International Journal of Computer Applications |
Foundation of Computer Science (FCS), NY, USA |
Volume 175 - Number 11 |
Year of Publication: 2020 |
Authors: Sathyendranath Malli, Nagesh H. R., B. Dinesh Rao |
10.5120/ijca2020920605 |
Sathyendranath Malli, Nagesh H. R., B. Dinesh Rao . Approximation to the K-Means Clustering Algorithm using PCA. International Journal of Computer Applications. 175, 11 ( Aug 2020), 43-46. DOI=10.5120/ijca2020920605
Healthcare is an emerging domain that produces data exponentially. These massive data contain a wide variety of fields, which lead to a problem in analyzing the information. Clustering is a popular method for analyzing data. Data is split into smaller clusters having similar properties and is then analyzed. The K-Means algorithm [1] is a well-known technique among clustering methods.

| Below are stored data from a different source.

PR #13202, opened 2025-10-27
fix: Improve PHPStan bootstrapping

mitelg:

Skip unnecessary boots of the kernel

Check if the needed XML file already exists. If so, skip the booting.
We still need to execute the boostrap file first and also having it in the config, due to the Symfony extension we are using: https://github.com/phpstan/phpstan-symfony/issues/299

### DIFF
--- a/phpstan.neon.dist
+++ b/phpstan.neon.dist
@@ -10,11 +10,14 @@ parameters:
         - tests
 
     bootstrapFiles:
-        - src/Core/DevOps/StaticAnalyze/phpstan-bootstrap.php
-    # run `php src/Core/DevOps/StaticAnalyze/phpstan-bootstrap.php` to create the container
+        - src/Core/DevOps/StaticAnalyze/phpstan-bootstrap.php # run `php src/Core/DevOps/StaticAnalyze/phpstan-bootstrap.php` to create the container
     symfony:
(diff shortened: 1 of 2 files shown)


nfortier-shopware (approved):

keulinho (approved):

phpstan.neon.dist
```diff
@@ -10,11 +10,14 @@ parameters:
         - tests
 
     bootstrapFiles:
-        - src/Core/DevOps/StaticAnalyze/phpstan-bootstrap.php
-    # run `php src/Core/DevOps/StaticAnalyze/phpstan-bootstrap.php` to create the container
+        - src/Core/DevOps/StaticAnalyze/phpstan-bootstrap.php # run `php src/Core/DevOps/StaticAnalyze/phpstan-bootstrap.php` to create the container
```
AydinHassan, line 13: The file is run as part of the bootstrap process of phpstan so it's created there anyway? Why would one need to manually run the command? Or am I misunderstanding ?

mitelg: I thought so too, but the path of the XMl is checked first and it seems not so easy to fix that :cry: See https://github.com/phpstan/phpstan-symfony/issues/299

PR #13203, opened 2025-10-27
feat(product-analytics): Don't send multiple page change events when query parameters change

SebastianFranze:

When we implemented tracking of page changes, I was aware that multiple events are triggered because of query parameters changing. This causes multiple page change events if, for example, the sorting of the product listing changes.

However, the events dispatched seem to be random (sometimes 3, sometimes 4 events are fired) and the generated insights should be gained from other sources (e.g. listen to the listing controls)

Stops dispatching page changed events, if only query parameters changed

* Navigate to a listing page in the admin
* Check in the dev console that only one event is dispatched (You can activate debug mode by running `Shopware.Telemetry.debug = true` in the dev console)

Resolves shopware/services-roadmap#231

### 5. Checklist


src/Administration/Resources/app/administration/src/core/telemetry/index.spec.js
```diff
@@ -97,6 +97,41 @@ describe('src/core/telemetry/index.js', () => {
...
+                    },
+                ],
+                history: createMemoryHistory(),
+            });
+            Shopware.Application.view.router = router;
+            await router.push({ name: 'home' });
+
+            Shopware.Application.viewInitialized = new Promise((resolve) => {
+                resolve();
+            });
```
adrianles:
```suggestion
            Shopware.Application.viewInitialized = Promise.resolve();
```

adrianles (approved):

frobel (approved):

PR #13222, opened 2025-10-28
feat: product analytics auth/tokens

AydinHassan:

add short lived tokens to product analytics/amplitude

expose token api and use it in on frontend

### DIFF
--- a/src/Administration/Resources/app/administration/src/app/init-post/amplitude.init.ts
+++ b/src/Administration/Resources/app/administration/src/app/init-post/amplitude.init.ts
@@ -2,10 +2,7 @@
  * @sw-package framework
  */
 import * as amplitude from '@amplitude/analytics-browser';
-import type { BaseEvent, TransportType, Transport, Payload, Response } from '@amplitude/analytics-core';
 import { string } from 'src/core/service/util.service';
-import { SendBeaconTransport } from '@amplitude/analytics-browser/lib/esm/transports/send-beacon';
-import { BaseTransport } from '@amplitude/analytics-core';
 import type { TelemetryEvent, EventTypes, TrackableType } from '../../core/telemetry/types';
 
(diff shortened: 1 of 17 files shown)


src/Administration/Resources/app/administration/src/app/init-post/amplitude.init.ts
```diff
@@ -59,9 +62,40 @@ export default async function (): Promise<void> {
             platform: false,
         },
         fetchRemoteConfig: false,
-        // serverUrl: use proxy server url here, e.g. usage-data.shopware.io/product-analytics,
+        serverUrl: 'http://localhost:8080/event',
+        transportProvider: (transport?: TransportType): Transport => {
```
AydinHassan: This doesn't work: `transportProvider` is no longer exposed. I created an issue here to see if there is another way but I doubt it: https://github.com/amplitude/Amplitude-TypeScript/issues/1370.

The sending is done in the transports: https://github.com/amplitude/Amplitude-TypeScript/blob/main/packages/analytics-core/src/transports/fetch.ts - we can't change this as far as I can see.

We could replace the destination plugin: but that's a bit tricky, we still need to support the other transports, eg beacon, so we would have to extend the plugin and fetch transport and wire it all together. The destination plugin is huge and does a lot.

My JS knowledge is rather surface level so I have no idea if we can hack the fetch plugin a little? 

Essentially, what we need to do is add a header with the token. We can't simply use the `api_key` body - because the token only lasts 30 minutes, or maybe we could do the validation and refetching of the token in a plugin, since they have access to the whole event 🤔 . (if we use `api_key` field (Then we would also need to update the proxy).

cc @SebastianFranze

adrianles:
One working solution (fetch interception): https://github.com/shopware/shopware/pull/13841

PR #13242, opened 2025-10-29
fix: Adapt product comparison templates

alexdumea:
When creating a new product comparison sales channel in Shopware 6.7, the product export template is not correctly formatted 

This is a regression from 6.6 where templates worked correctly.The issue occurs because:
- 6.6: Used Webpack by default, which preserved newlines
- 6.7: Migrated to Vite, which strips newlines via the TwigJs

Add conditional handling to detect product export template files and preserve line breaks

Add a new product comparison sales channel
Fill out required fields (use Google Shopping as template)
Save and observe the template tab

### 5. Checklist

### DIFF
--- a/src/Administration/Resources/app/administration/build/vite-plugins/twigjs-plugin/index.ts
+++ b/src/Administration/Resources/app/administration/build/vite-plugins/twigjs-plugin/index.ts
@@ -28,16 +28,28 @@ export default function twigPlugin(): Plugin {
             // Trim the content and remove HTML comments
             fileContent = fileContent
                 .replace(/<!--[\s\S]*?-->/gm, '') // Remove HTML comments first
-                .trim()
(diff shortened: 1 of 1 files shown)


bschulzebaek:
- Would this also be necessary for mail templates?
- We have both csv and xml templates, do they need the same handling here?

alexdumea:
> * Would this also be necessary for mail templates?
> * We have both csv and xml templates, do they need the same handling here?

@bschulzebaek mail templates are not affected because they work differently...they are stored in the database and not processed by the TwigJs.
TwigJs only processes files imported via js

bschulzebaek (approved):

taltholtmann (approved):

alexdumea:
better solution for it would be to use ?raw or strip the .twig extension entirely so i'll create a new pr

PR #13245, opened 2025-10-29
fix: Increase precision of product weights

### LINKED ISSUE #13207: product.weight field too imprecise after migration to kg (Shopware 6.7)
### Shopware Version

6.7.2.2

### Affected area / extension

Platform(Default)

### Actual behaviour

Since SW 6.7, weights are stored in the database in kg. However, product.weight is DECIMAL(10.3), so, for example, 1.733 g (0.001733 kg) is rounded to 0.002 kg. For high quantities, this leads to incorrect shipping weights (e.g., 10.000 × 1.733 g → 17.33 kg vs. 10.000 × 2 kg → 20.00 kg).

This behavior leads to incorrect results for unchanged data after a version update.
→ Products that were previously correctly maintained in grams are misinterpreted or stored inaccurately after the update (rounding errors).

**Impact**: High — incorrect shipping costs, incorrectly declared quantities of goods.

The impact is critical (shipping costs, product data, orders).
→ Even if the design was originally intended this way, the change in the unit system in 6.7 creates a practical error that affects real stores.

### Expected behaviour

product.weight should allow finer decimal places (e.g. DECIMAL(12,6)) or an alternative, robust storage (e.g. integer in grams + unit).

### How to reproduce

.

nguyenytran:
> Why only weight but not height, length and width?

Since the weight is stored in kg, the smallest value you can represent is 0.001, which is 1 gram. If you need to store a weight of 0.5 grams, you cannot do so accurately in the default field.

Other dimension fields are stored in `mm`, so you can have 0.005mm by default, which is small enough for an ecommerce platform.

By changing the DECIMAL(10,3) to DECIMAL(15,6), we increase the storage size from 6 bytes to 7 bytes, which is insignificant, but we can define weight in a more precise number.

### DIFF
--- a/changelog/_unreleased/2025-10-29-increase-product-weight-precision.md
+++ b/changelog/_unreleased/2025-10-29-increase-product-weight-precision.md
@@ -1,0 +1,10 @@
+---
+title: Increase precision of product weights
+issue: 13207
+---
+# Core
+* Added the migration `Migration1761739065IncreaseProductWeightPrecision` to update `product.weight` to `DECIMAL(15,6)` to avoid rounding gram-based weights stored in kilograms.
+___
+# Upgrade Information
+## Product weight precision
+The database column `product.weight` now uses `DECIMAL(15,6)` instead of `DECIMAL(10,3)` to keep gram-based measurements accurate when values are stored in kilograms.
--- a/src/Core/Migration/V6_7/Migration1761739065IncreaseProductWeightPrecision.php
+++ b/src/Core/Migration/V6_7/Migration1761739065IncreaseProductWeightPrecision.php
@@ -1,0 +1,45 @@
+<?php declare(strict_types=1);
+
+namespace Shopware\Core\Migration\V6_7;
+
+use Doctrine\DBAL\Connection;
+use Shopware\Core\Framework\Log\Package;
+use Shopware\Core\Framework\Migration\MigrationStep;
+
+/**
+ * @internal
+ */
+#[Package('framework')]
+class Migration1761739065IncreaseProductWeightPrecision extends MigrationStep
+{
+    public function getCreationTimestamp(): int
+    {
+        return 1761739065;
+    }
+
+    public function update(Connection $connection): void
+    {
+        if (!$this->isProductWeightUsingDefaultPrecision($connection)) {
+            return;
+        }
+
+        $connection->executeStatement(
+            'ALTER TABLE `product` MODIFY `weight` DECIMAL(15,6) UNSIGNED NULL'
+        );
+    }
+
+    private function isProductWeightUsingDefaultPrecision(Connection $connection): bool
+    {
+        $columnTypeQuery = <<<'SQL'
+            SELECT LOWER(COLUMN_TYPE)
+            FROM information_schema.columns
+            WHERE table_schema = :schema
+              AND table_name = 'product'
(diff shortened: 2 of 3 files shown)


vienthuong (approved):

changelog/_unreleased/2025-10-29-increase-product-weight-precision.md
```diff
@@ -0,0 +1,6 @@
+---
+title: Increase precision of product weights
+issue: 13207
+---
+# Core
+* Added the migration `Migration1761739065IncreaseProductWeightPrecision` to update `product.weight` to `DECIMAL(15,6)` to avoid rounding gram-based weights stored in kilograms.
```
mitelg, line 6: I am not sure, if we need a description of what/how has been done exactly.

rather a `upgrade information` section should be added, which says, what is different for the users now.

src/Core/Migration/V6_7/Migration1761739065IncreaseProductWeightPrecision.php
```diff
@@ -0,0 +1,50 @@
...
+        if ($this->isProductWeightAlreadyUpdated($connection)) {
+            return;
+        }
+
+        $connection->executeStatement(
+            'ALTER TABLE `product` MODIFY `weight` DECIMAL(15,6) UNSIGNED NULL'
+        );
+    }
+
+    public function updateDestructive(Connection $connection): void
```
mitelg: can be removed

src/Core/Migration/V6_7/Migration1761739065IncreaseProductWeightPrecision.php
```diff
@@ -0,0 +1,50 @@
...
+            SELECT LOWER(COLUMN_TYPE)
+            FROM information_schema.columns
+            WHERE table_schema = :schema
+              AND table_name = 'product'
+              AND column_name = 'weight';
+        SQL;
+
+        $columnType = $connection->fetchOne($columnTypeQuery, ['schema' => $connection->getDatabase()]);
+
+        return \is_string($columnType) && \str_contains($columnType, 'decimal(15,6)');
```
mitelg: instead of checking if it already has the type, we expect, I would check if it still has the old default type. 

could be that someone already changed the type in the DB to something even more precise, which we then would override.

mitelg (changes requested):

changelog/_unreleased/2025-10-29-increase-product-weight-precision.md
nguyenytran: Hi @mitelg, help me check the changelog again 🙇

changelog/_unreleased/2025-10-29-increase-product-weight-precision.md
```diff
@@ -0,0 +1,11 @@
...
+___
+# Upgrade Information
+## Product weight precision
+The database column `product.weight` now uses `DECIMAL(15,6)` instead of `DECIMAL(10,3)` to keep gram-based measurements accurate when values are stored in kilograms.
+Run the migrations after updating to apply the schema change and review custom SQL, reporting, or integrations that depended on the previous scale so they accept the new precision.
```
mitelg:
```suggestion
```
that is not necessary to mention

mitelg (approved):

PR #13253, opened 2025-10-29
fix: Remove wrong assert assumption and optimize array types

### LINKED ISSUE #13244: 500 error code during Sales Channel generation with APP_ENV=dev
### Shopware Version

6.7.x.x

### Affected area / extension

Platform(Default)

### Actual behaviour

500 error code during Sales Channel generation with APP_ENV=dev (see details below) within the Administration

**Actual behaviour:**

```
[
  {
    "code": "1",
    "status": "500",
    "title": "Internal Server Error",
    "detail": "assert(\\array_key_exists($id, $mapping))",
    "meta": {
      "trace": [
        {
          "file": "/home/florian/code/shopware/platform/src/Core/System/SalesChannel/Validation/SalesChannelValidator.php",
          "line": 114,
          "function": "assert"
        },
]
```

### Expected behaviour

Sales Channel should be saved and created.

### How to reproduce

1. Fresh `trunk` installation 
2. APP_ENV=dev
3. Try to create a new Sales Channel via Administration

mitelg:

The `assert` checks a wrong assumption, which causes the `SalesChannelValidator` to fail in dev environments. 

- Remove the `assert` calls
- Remove passing the mapping array via reference and return it instead
- Improve array shape types

- See linked issue

- closes https://github.com/shopware/shopware/issues/13244


src/Core/System/SalesChannel/Validation/SalesChannelValidator.php
```diff
@@ -103,29 +95,32 @@ private function extractMapping(PreWriteValidationEvent $event): array
 
     /**
      * @param Mapping $mapping
+     *
+     * @return array<string, array{updateId?: string, new_default?: string, inserts?: array{}, state?: array{}}>
      */
-    private function handleSalesChannelMapping(array &$mapping, WriteCommand $command): void
+    private function handleSalesChannelMapping(array $mapping, WriteCommand $command): array
```
MalteJanz: Isn't this returning a `Mapping`? Why is the type defined differently here? On the callsite the return value of this is set as `$mapping` and returned as `Mapping` type, see above:
https://github.com/shopware/shopware/blob/611f9f7198bf9790a006b438744d4791facc4fc0/src/Core/System/SalesChannel/Validation/SalesChannelValidator.php#L75-L94

src/Core/System/SalesChannel/Validation/SalesChannelValidator.php
```diff
@@ -138,27 +133,31 @@ private function isSupportedSalesChannelType(WriteCommand $command): bool
 
     /**
      * @param Mapping $mapping
+     *
+     * @return array<string, array{state: array{}, deletions?: list<string>, inserts?: list<string>}>
      */
-    private function handleSalesChannelLanguageMapping(array &$mapping, WriteCommand $command): void
+    private function handleSalesChannelLanguageMapping(array $mapping, WriteCommand $command): array
```
MalteJanz: see above

src/Core/System/SalesChannel/Validation/SalesChannelValidator.php
```diff
@@ -169,97 +168,68 @@ private function validateLanguages(array $mapping, PreWriteValidationEvent $even
...
 
-                if ($duplicatedIds) {
+                if ($duplicatedIds !== []) {
                     $duplicates[$id] = $duplicatedIds;
                 }
             }
 
-            if (isset($channel['deletions']) && !$this->validDeleteCase($channel)) {
+            if (isset($channel['deletions'], $channel['current_default']) && $this->isInvalidDeleteCase($channel)) {
                 $deletions[$id] = $channel['current_default'];
```
MalteJanz: Just wondering if all these special cases are covered by tests. I can only find a integration test for this class and don't know if it runs in all these if blocks 🤔

src/Core/System/SalesChannel/Validation/SalesChannelValidator.php
```diff
@@ -169,97 +168,68 @@ private function validateLanguages(array $mapping, PreWriteValidationEvent $even
...
-            || \in_array($channel['new_default'], $channel['inserts'], true);
+        return !\in_array($channel['new_default'], $channel['inserts'], true);
     }
 
     /**
-     * @param array<string, mixed> $channel
+     * @param array{new_default?: string, inserts?: list<string>, updateId: string, deletions?: list<string>, state?: list<string>, current_default?: string} $channel
      */
-    private function validUpdateCase(array $channel): bool
+    private function isInvalidUpdateCase(array $channel): bool
```
MalteJanz: Same here, why is this a custom type again instead of referencing one of the above defined ones.

In general this class uses way to many associative arrays, why not simple dump objects 🤯

src/Core/System/SalesChannel/Validation/SalesChannelValidator.php
```diff
@@ -169,97 +168,68 @@ private function validateLanguages(array $mapping, PreWriteValidationEvent $even
...
-            || empty($channel['new_default']) && $updateId === $channel['current_default']
-            || isset($channel['inserts']) && \in_array($updateId, $channel['inserts'], true);
+        return !\in_array($updateId, $channel['state'] ?? [], true)
+            && !(empty($channel['new_default']) && $updateId === ($channel['current_default'] ?? null))
+            && !(isset($channel['inserts']) && \in_array($updateId, $channel['inserts'], true));
     }
 
     /**
-     * @param array<string, mixed> $channel
+     * @param array{new_default?: string, inserts?: list<string>, updateId?: string, deletions: list<string>, state?: list<string>, current_default: string} $channel
```
MalteJanz: Isn't this the same as above? Ah the `current_default` isn't optional here. But is it worth the complexity? Like couldn't you just add a check if that field exists in this method and return accordingly?

src/Core/System/SalesChannel/Validation/SalesChannelValidator.php
```diff
@@ -169,97 +168,68 @@ private function validateLanguages(array $mapping, PreWriteValidationEvent $even
...
-    private function validDeleteCase(array $channel): bool
+    private function isInvalidDeleteCase(array $channel): bool
     {
-        return !\in_array($channel['current_default'], $channel['deletions'], true);
+        return \in_array($channel['current_default'], $channel['deletions'], true);
     }
 
     /**
-     * @param array<string, list<string>> $channel
+     * @param array{new_default?: string, inserts: list<string>, updateId?: string, deletions?: list<string>, state?: list<string>, current_default?: string} $channel
```
MalteJanz: see above, I guess this time `inserts` is required? It's really exhausting to read this code 🙈

MalteJanz (changes requested):
To be completely honest, I don't think this is a good refactor. To me all these special array types makes it really hard to read and understand what's going on.

I would suggest going with a handful of common array shapes / types that get passed around (which might contain more optional fields), and then checking for specific fields locally, where there are needed instead of expecting specifically shaped arguments

src/Core/System/SalesChannel/Validation/SalesChannelValidator.php
mitelg: they are covered :slightly_smiling_face: 

that is why I was so confident in changing so much :grimacing:

src/Core/System/SalesChannel/Validation/SalesChannelValidator.php
mitelg: this is different to the above defined types, as we check if some array keys are set before and is therefore different to the defined types. 

I also thought about adding objects. but I already used so much time to understand what is going on here, I didn't want to refactor also that :grimacing: 

But I see, this is still not optimal and not readable, so I will have another look

src/Core/System/SalesChannel/Validation/SalesChannelValidator.php
mitelg: if you have a closer look, you can see, it was checked within this method before. but then PHPStan is complaining, because in the if, where this is checked, the array key is used. but at that point PHPStan cannot know, if the array key exists or not :see_no_evil:

mitelg:
@MalteJanz I refactored the whole code to make use of a `Mapping` collection and a `SalesChannelData` object. 

The code now almost reads the same way as before with the array, but we no longer need hard to read array shapes :tada:

MartinKrzykawski (approved):
Hey, thanks for taking care. I like the final solution that you keep the old behavior but move from the array format to DTOs :)

src/Core/System/SalesChannel/Validation/SalesChannelValidator.php
```diff
@@ -101,20 +88,18 @@ private function extractMapping(PreWriteValidationEvent $event): array
...
         }
 
         $id = Uuid::fromBytesToHex($command->getPrimaryKey()['id']);
-        \assert(\array_key_exists($id, $mapping));
+        $salesChannelData = $mapping->get($id) ?? new SalesChannelData();
 
         if ($command instanceof UpdateCommand) {
-            $mapping[$id]['updateId'] = Uuid::fromBytesToHex($command->getPayload()['language_id']);
+            $salesChannelData->updateId = Uuid::fromBytesToHex($command->getPayload()['language_id']);
+            $mapping->set($id, $salesChannelData);
```
MalteJanz: Nitpick: Are the calls to `$mapping->set` even necessary, because you are dealing with object references which all point to the same underlying data right? You also don't return the `$mapping` object from this function and it is still modified.

MalteJanz (approved):

PR #13268, opened 2025-10-30
feat!: Replace Webpack by Vite in the Storefront

Phil23:
# Storefront build process with Vite

This is a draft for introducing **Vite** as the build tool for the Shopware Storefront, replacing the current Webpack implementation. It's purpose is for testing this approach and to **gather feedback**. It includes a new dev server workflow based on Vite.

image

## Building for production

This will build the main Storefront files, and also files from extensions for production use.

```bash
composer storefront:build
```

## Building for development

This is also a normal build, but with source maps enabled for development purposes.

```bash
composer storefront:development
```

## Development Workflow

For active development you can use the Vite dev-server which offers hot module replacement and also compiling SCSS files besides the JavaScript files. Other than the previous Webpack solution, there is no proxy created. **You can just open the normal URL of your Storefront in the Browser**. The Storefront will automatically detect if you are in the dev-server mode and will serve JS and CSS files from the Vite dev-server. The Storefront will also automatically reload if new changes are detected. Just refresh the page once you have started the dev-server.

**Vite Dev Server (Recommended)**
```bash
composer storefront:dev-server
```

The dev server watches the core Storefront files, but also files from Shopware extensions.

**Configuration options:**
```bash
# Change dev server port (default: 5175)
STOREFRONT_VITE_PORT=5180 composer storefront:dev-server

# Disable SCSS compilation
DISABLE_STOREFRONT_SCSS=true composer storefront:dev-server

# Enable deprecation warnings (default: suppressed)
SILENCE_SCSS_DEPRECATIONS=false composer storefront:dev-server
```


src/Storefront/Resources/app/storefront/vite.config.js
```diff
@@ -0,0 +1,205 @@
...
+    const isDev = mode === 'development';
+    const isProd = mode === 'production';
+    const isServe = command === 'serve';
+    
+    // Control SCSS deprecation warnings via environment variable
+    const silenceScssDeprecations = process.env.SILENCE_SCSS_DEPRECATIONS !== 'false';
+
+    return {
+        server: {
+            port: 5173,
```
bschulzebaek: I guess it would be convenient to use a port different from the admin watcher. While there currently is no hard-coded port in the admin, vite defaults to 5173 if available and people will be used to it being the port for the admin. Same applies to using both watchers simultaneously 💡

Phil23: Good idea. 👍 I changed the default port and also made it configurable via env variable.

composer.json
```diff
@@ -481,13 +507,6 @@
       "@php bin/console bundle:dump",
       "@admin:generate-entity-schema-types",
       "@npm:admin run dev"
-    ],
-    "watch:storefront": [
```
marcelbrode, line 485: Wouldn't it be good to at least leave it as an alias? Just to avoid frustration for people not knowing about this change 🙂

Phil23: Yes, sure. This is just a draft. When we are going to implement this, the old solution cannot simply be removed, for sure.

Phil23:
Closing this protoype PR. There will be a Vite build process for the new Storefront component system.

PR #13272, opened 2025-10-30
fix: dont expose context token in twig

keulinho:
Leaking the context token in rendered html can be dangerous

there should be no reason you need to know the context token during twig rendering


tests/unit/Core/System/SalesChannel/SalesChannelContextTest.php
```diff
@@ -134,4 +136,19 @@ public function testSalesChannelContextStateFunctionPassesResetsAndKeepsState():
...
+        // outside of twig rendering context, token is accessible
+        $salesChannelContext->getToken();
+
+        // fake twig rendering context, see `\Shopware\Core\Framework\Adapter\Twig\SwTwigFunction::getAttribute()`
+        FieldVisibility::$isInTwigRenderingContext = true;
+
+        static::expectExceptionObject(SalesChannelException::contextTokenNotAccessible());
+        $salesChannelContext->getToken();
+
+        FieldVisibility::$isInTwigRenderingContext = false;
```
mitelg: anything after the call that is throwing the expected exception is not executed anymore. this this should be done in a teardown method

keulinho: good point 👍 But why is it working?! 🤷 

Will move to teardown

mitelg: luckily no side effect on other tests coming after this one? :grin:

tests/unit/Core/System/SalesChannel/SalesChannelContextTest.php
```diff
@@ -18,6 +20,12 @@
 #[CoversClass(SalesChannelContext::class)]
 class SalesChannelContextTest extends TestCase
 {
+    public function tearDown(): void
```
mitelg:
```suggestion
    protected function tearDown(): void
```

mitelg (approved):

BrocksiNet (approved):

changelog/_unreleased/2025-10-30-dont-expose-context-token-in-twig-rendering-context.md
```diff
@@ -0,0 +1,11 @@
+---
+title: Don't expose context token in twig rendering context
```
mitelg: needs to be converted to the new system, then we are ready

keulinho: Done ✅ 

I was also waiting for confirmation from the customer where we found this, that they already updated their theme, so they are not affected, but we can merge now

PR #13587, opened 2025-11-19
feat: add select by row click data-grid option

larskemper:
adds option to make entire row clickable to select in `sw-data-grid`.


ennasus4sun (approved):

DennisGarding (approved):

src/Administration/Resources/app/administration/src/app/component/data-grid/sw-data-grid/index.js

In this paper, an efficient approximation to the K-means problem targeted for large data by reducing the number of features to one through Principle Component Analysis(PCA) is introduced. This data is clustered in one dimension using the K - means algorithm. Intra-cluster RMS error in the modified algorithm is compared with the K-means algorithm in m dimensions and is found to be reasonable. The time taken by the modified algorithm is significantly less when compared to the K - means algorithm.